AIM OF THE EXERCISE:
Beginning at the first line of the data, print each line exactly, stopping after the line that contains "- [x] Finish applying feedback".

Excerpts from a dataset

PR #539, opened 2017-04-18
WEB-1336: Add Filter

jeffkamo:
**JIRA**: [WEB-1336](https://mobify.atlassian.net/browse/WEB-1336)

## Changes
- Add filter functionality to the product list page

## Todo
- [x] Add the UI part of filters
- [x] Verify typography and spacing
- [x] Verify all requirements have been met from the Jira ticket
- [x] Write tests... #feelShameAsAMinorAction
- [x] Merge #543 
- [x] Fix merge conflicts
- [x] Finish applying feedback

## How to test-drive this PR
- Run `npm run dev`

TASK RESPONSE:
PR #539, opened 2017-04-18
WEB-1336: Add Filter

jeffkamo:
**JIRA**: [WEB-1336](https://mobify.atlassian.net/browse/WEB-1336)

## Changes
- Add filter functionality to the product list page

## Todo
- [x] Add the UI part of filters
- [x] Verify typography and spacing
- [x] Verify all requirements have been met from the Jira ticket
- [x] Write tests... #feelShameAsAMinorAction
- [x] Merge #543 
- [x] Fix merge conflicts
- [x] Finish applying feedback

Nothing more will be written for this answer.